PR #398, opened 2019-07-19
Report errors from Functions and Intl objects

### LINKED ISSUE #106: Handle errors thrown by Intl formatters
In https://github.com/projectfluent/fluent.js/commit/cc32a1ec5608b2409132f2f0c0551106100d8cb5 we started catching errors thrown by Intl formatters inside of `FluentType`. Should we report them somehow?

### LINKED ISSUE #107: Handle errors thrown by Call Expressions
In https://github.com/projectfluent/fluent.js/commit/cc32a1ec5608b2409132f2f0c0551106100d8cb5 we started catching errors thrown by Fluent functions (like built-ins) in Call Expressions. Should we report them somehow?

stasm:
I had a look at our error reporting and I realized that there really isn't anything that would make it hard to report errors thrown by Functions and from `memoizeIntlObject`. Yay.

Fix #106. Fix #107.

### DIFF
--- a/fluent/src/builtins.js
+++ b/fluent/src/builtins.js
@@ -28,7 +28,7 @@ function values(opts) {
 export
 function NUMBER([arg], opts) {
   if (arg instanceof FluentNone) {
-    return new FluentNone("NUMBER()");
+    return new FluentNone(`NUMBER(${arg.valueOf()})`);
   }
 
   if (arg instanceof FluentNumber) {
@@ -41,7 +41,7 @@ function NUMBER([arg], opts) {
 export
 function DATETIME([arg], opts) {
   if (arg instanceof FluentNone) {
-    return new FluentNone("DATETIME()");
+    return new FluentNone(`DATETIME(${arg.valueOf()})`);
   }
 
   if (arg instanceof FluentDateTime) {
--- a/fluent/src/builtins.js
+++ b/fluent/src/builtins.js
@@ -11,7 +11,7 @@
  * `FluentType`.  Functions must return `FluentType` objects as well.
  */
 
-import { FluentNumber, FluentDateTime } from "./types.js";
+import { FluentNone, FluentNumber, FluentDateTime } from "./types.js";
 
 function merge(argopts, opts) {
   return Object.assign({}, argopts, values(opts));
@@ -27,6 +27,10 @@ function values(opts) {
 
 export
 function NUMBER([arg], opts) {
+  if (arg instanceof FluentNone) {
+    return new FluentNone("NUMBER()");
+  }
+
   if (arg instanceof FluentNumber) {
     return new FluentNumber(arg.valueOf(), merge(arg.opts, opts));
   }
@@ -36,6 +40,10 @@ function NUMBER([arg], opts) {
 
 export
 function DATETIME([arg], opts) {
+  if (arg instanceof FluentNone) {
+    return new FluentNone("DATETIME()");
+  }
+
   if (arg instanceof FluentDateTime) {
     return new FluentDateTime(arg.valueOf(), merge(arg.opts, opts));
   }
--- a/fluent/src/builtins.js
+++ b/fluent/src/builtins.js
@@ -11,7 +11,7 @@
  * `FluentType`.  Functions must return `FluentType` objects as well.
  */
 
-import { FluentNone, FluentNumber, FluentDateTime } from "./types.js";
+import { FluentNumber, FluentDateTime } from "./types.js";
 
 function merge(argopts, opts) {
   return Object.assign({}, argopts, values(opts));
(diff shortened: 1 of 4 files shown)


fluent/src/builtins.js
```diff
@@ -27,22 +27,18 @@ function values(opts) {
 
 export
 function NUMBER([arg], opts) {
-  if (arg instanceof FluentNone) {
-    return arg;
-  }
   if (arg instanceof FluentNumber) {
     return new FluentNumber(arg.valueOf(), merge(arg.opts, opts));
   }
-  return new FluentNone("NUMBER()");
```
stasm: This was introduced in April in https://github.com/projectfluent/fluent.js/commit/24355cf9aa01ef19b72613c0d7423c978bf51490 to provide better fallback values. Today we can simply throw :)

fluent/src/builtins.js
```diff
@@ -27,22 +27,18 @@ function values(opts) {
 
 export
 function NUMBER([arg], opts) {
-  if (arg instanceof FluentNone) {
-    return arg;
-  }
```
Pike: I think we should keep this ...

fluent/src/builtins.js
```diff
@@ -27,22 +27,18 @@ function values(opts) {
...
-  return new FluentNone("NUMBER()");
+
+  throw new TypeError("Invalid argument type to NUMBER");
 }
 
 export
 function DATETIME([arg], opts) {
-  if (arg instanceof FluentNone) {
-    return arg;
-  }
```
Pike: ... and this ...

fluent/test/functions_builtin_test.js
```diff
@@ -25,20 +25,32 @@ suite('Built-in functions', function() {
...
-      assert.strictEqual(bundle.formatPattern(msg.value, {}, errors), '{$arg}');
-      assert.strictEqual(errors.length, 1);
-      assert.ok(errors.pop() instanceof ReferenceError);
-
+      assert.strictEqual(bundle.formatPattern(msg.value, {}, errors), '{NUMBER()}');
+      assert.strictEqual(errors.length, 2);
+      assert.ok(errors[0] instanceof ReferenceError);
+      assert.strictEqual(errors[0].message, "Unknown variable: $arg");
+      assert.ok(errors[1] instanceof TypeError);
+      assert.strictEqual(errors[1].message, "Invalid argument type to NUMBER");
```
Pike: ... to avoid double reporting a single error.

stasm:
Thanks, @Pike.

> I think we should ensure that a single error has a single message.

I think I'd like to disagree. It's a slippery slope. There might be scenarios where it does make sense to have more than one message per error. We don't know yet, and I wouldn't make exclude it from the design. I wouldn't make it an assumption of the general design.

In my mind, reporting these errors is a feature. They describe what happened. There was a missing variable reference, and then you tried to pass it to a function.

It's an interesting bit of design because this _technically_ isn't the resolver. It's how we implement the built-in functions, or any function for that matter. And I'm not sure if I like the idea of having to check every argument to a function in case it's `FluentNone`. Conceptually, throwing is a simpler, more atomic approach. At least in JS.

Would you be willing to revisit this when we discuss the spec? We might want to consider how this impacts other implementations, too. Also, let's keep in mind that we're talking about an edge-case of an edge-case :)

Pike:
In a way, you're making an argument for stack traces.

I think we created quite a problem if a stack trace is something a downstream consumer like a Firefox dev or a localizer need to figure out how to fix their Fluent string.

I also think that mixing errors and stack traces is making things harder to understand. Every human consumer of Fluent errors needs to understand the fluent.js code structure to be able to tell apart errors and their stacks.

stasm:
Yes, in a way they're stack traces, but flat. Neither solution is satisfying to me, really. One produces too many errors in some (very rare) cases; the other requires boilerplate in function implementations, and might not even hold for custom functions, depending on their implementations.

If I wanted to implement a custom function `SUM(one, two)`, how should the code look like? Would I need to check each arg for `FluentNone` and, if true, return one of them or a new `FluentNone`? Then check if both args are `FluentNumbers` and compute the sum. And then throw for all other cases?

In the future, we might add the possibility of using variables as keyword arguments, too (https://github.com/projectfluent/fluent/issues/230), which would mean that function need to check them against `FluentNone` as well.

What bothers me about this approach is that it's entirely up to the function implementation to adhere to it. Or not. I'd rather find a bullet-proof solution inside the resolver that guarantees the desired behavior. Building on top of the stack track analogy, perhaps we should in fact create a new trace in each `FunctionReference`? We could use a new `Scope` with an empty `errors` array for this purpose, and then figure out how to put those errors back in the original top-level `errors`. That's of course an idea for a follow-up.

For right now, my instinct is to go with the approach which employs less magic. By that, I mean fewer conditions and checks, and instead relying on the code that's already there. Yes, it means that in some (again, very rare) cases two errors will be produced instead of one, but crucially, the important one (about the missing variable) will still be there.

If you strongly feel that's not the right call, I'll add those `ifs` back.

Pike:
Luke and I had a lengthy conversation around functions and errors in https://github.com/projectfluent/python-fluent/pull/92.

I think we need to establish that Fluent functions are kernel code. They might be user land, but they're still kernel. We can't take away that Fluent functions need to validate their arguments. Number and date formatters are fuzzed in the implementations we refer to, so that's less of a risk. But that's an exception.

To take this out of abstract constructs, in this concrete case we're talking about:

```
Unknown variable: $arg
Invalid argument type to NUMBER
```

and I find that confusing. I can reverse engineer myself out of that, but it's still confusing to me.

I'd rather not have that problem right now.

PR #403, opened 2019-07-23
Update FluentBundle docstrings

stasm:
The docstrings needed a few updates to reflect the recent changes to the FluentBundle API.

### DIFF
--- a/fluent/src/bundle.js
+++ b/fluent/src/bundle.js
@@ -1,35 +1,26 @@
+import {FluentNone} from "./types.js";
 import {resolveComplexPattern} from "./resolver.js";
 import FluentResource from "./resource.js";
-import { FluentNone } from "./types.js";
 import Scope from "./scope.js";
 
 /**
- * Message bundles are single-language stores of translations.  They are
- * responsible for parsing translation resources in the Fluent syntax and can
- * format translation units (entities) to strings.
- *
- * Always use `FluentBundle.formatPattern` to retrieve translation units from a
- * bundle. Translations can contain references to other entities or variables,
- * conditional logic in form of select expressions, traits which describe their
- * grammatical features, and can use Fluent builtins which make use of the
- * `Intl` formatters to format numbers, dates, lists and more into the
- * bundle's language. See the documentation of the Fluent syntax for more
- * information.
+ * Message bundles are single-language stores of translation resources. They are
+ * responsible for formatting message values and attributes to strings.
  */
 export default class FluentBundle {
   /**
    * Create an instance of `FluentBundle`.
    *
    * The `locales` argument is used to instantiate `Intl` formatters used by
-   * translations.  The `options` object can be used to configure the bundle.
+   * translations. The `options` object can be used to configure the bundle.
    *
    * Examples:
    *
-   *     const bundle = new FluentBundle(locales);
+   *     let bundle = new FluentBundle(["en-US", "en"]);
    *
-   *     const bundle = new FluentBundle(locales, { useIsolating: false });
+   *     let bundle = new FluentBundle(locales, {useIsolating: false});
    *
-   *     const bundle = new FluentBundle(locales, {
+   *     let bundle = new FluentBundle(locales, {
    *       useIsolating: true,
    *       functions: {
    *         NODE_ENV: () => process.env.NODE_ENV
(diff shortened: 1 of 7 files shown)


fluent/src/resolver.js
```diff
@@ -14,24 +15,14 @@
...
- *      bundle for which the given resolution is happening
- *  * {Object} args
- *      list of developer provided arguments that can be used
- *  * {Array} errors
- *      list of errors collected while resolving
- *  * {WeakSet} dirty
- *      Set of patterns already encountered during this resolution.
- *      This is used to prevent cyclic resolutions.
+ * Functions in this file pass around an instance of the `Scope` class, which
+ * stores the data required for successful resolution and error recovery.
```
Pike: Side question, is this rendered in the esdocs somewhere? I couldn't find it, and I wonder if that's a bug or a feature.

Also, can't comment on that inline, we don't do list formats or more right now?

Should we also tweak `bundle's language` to `languages`, as it can have more than one?

fluent/src/scope.js
```diff
@@ -6,13 +6,17 @@ export default class Scope {
     insideTermReference = false,
     dirty = new WeakSet()
   ) {
+    // The bundle for which the given resolution is happening.
```
Pike: Should these be exposed through esdocs?

One thing about `Scope` on esdocs is that it's the only class there that's not `FluentFoo`. Is that good or bad?

fluent/src/types.js
```diff
@@ -36,29 +36,45 @@ export class FluentType {
...
+  /**
+   * @param   {string} value - The fallback value of this FluentNone
+   * @returns {FluentType}
+   */
   constructor(value = "???") {
     super(value);
   }
 
+  /**
+   * @returns {string}
```
Pike: esdoc generates a confusing doc string for this one, at least locally for me. This might need a full doc string and not just a return type?

fluent/src/types.js
```diff
@@ -36,29 +36,45 @@ export class FluentType {
...
+   */
   toString() {
     return `{${this.value}}`;
   }
 }
 
 export class FluentNumber extends FluentType {
+  /**
+   * @param   {(number|string)} value
+   * @param   {Object} opts
```
Pike: This would benefit from actually documenting the `opts`.

fluent/src/types.js
```diff
@@ -71,10 +87,19 @@ export class FluentNumber extends FluentType {
 }
 
 export class FluentDateTime extends FluentType {
+  /**
+   * @param   {(Date|number|string)} value
+   * @param   {Object} opts
```
Pike: Same here.

fluent/src/resolver.js
stasm: > Side question, is this rendered in the esdocs somewhere? I couldn't find it, and I wonder if that's a bug or a feature.

I think it's a missing featre. The `@overview` tag is [supported in JSDoc](https://jsdoc.app/tags-file.html). I don't see it in the list of [tags supported by ESDoc](https://esdoc.org/manual/tags.html), though.

> Also, can't comment on that inline, we don't do list formats or more right now?

Correct. Fixed.

> Should we also tweak bundle's language to languages, as it can have more than one?

Fixed.

fluent/src/scope.js
stasm: > Should these be exposed through esdocs?

Fixed.

> One thing about Scope on esdocs is that it's the only class there that's not FluentFoo. Is that good or bad?

It's also the only class that is not part of the public API and it's not exposed through `index.js`. I think it's OK to keep the current name.

fluent/src/types.js
stasm: I'd like to avoid listing all posibile options. I'll mention `Intl.NumberFormat` and `Intl.DateTimeFormat`.

fluent/src/resolver.js
Pike: Found https://github.com/esdoc/esdoc/issues/66, it's wontfix.

fluent/src/bundle.js
```diff
@@ -76,13 +66,19 @@ export default class FluentBundle {
   }
 
   /*
```
Pike: Make that `/**` so that esdoc picks this up? Same for `hasMessage`.

stasm: Good catch!

PR #404, opened 2019-07-23
Remove FluentBundle.addMessages

### LINKED ISSUE #328: FluentResource entries allocation in FluentBundle is inconsistent
While working on fluent-rs I realized that we currently have a rather undefined around memory allocation in FluentBundle.

`add_resource` method is intended to take a reference to a `FluentResource` stored in some `ResourceManager` (like L10nRegistry), and in result the signature of the FluentBundle might look like this:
※
EXERCISE BRIEF » Of the lines above, show those in which "wonder" appears.

ANSWER AREA »
Pike: Side question, is this rendered in the esdocs somewhere? I couldn't find it, and I wonder if that's a bug or a feature.
stasm: > Side question, is this rendered in the esdocs somewhere? I couldn't find it, and I wonder if that's a bug or a feature.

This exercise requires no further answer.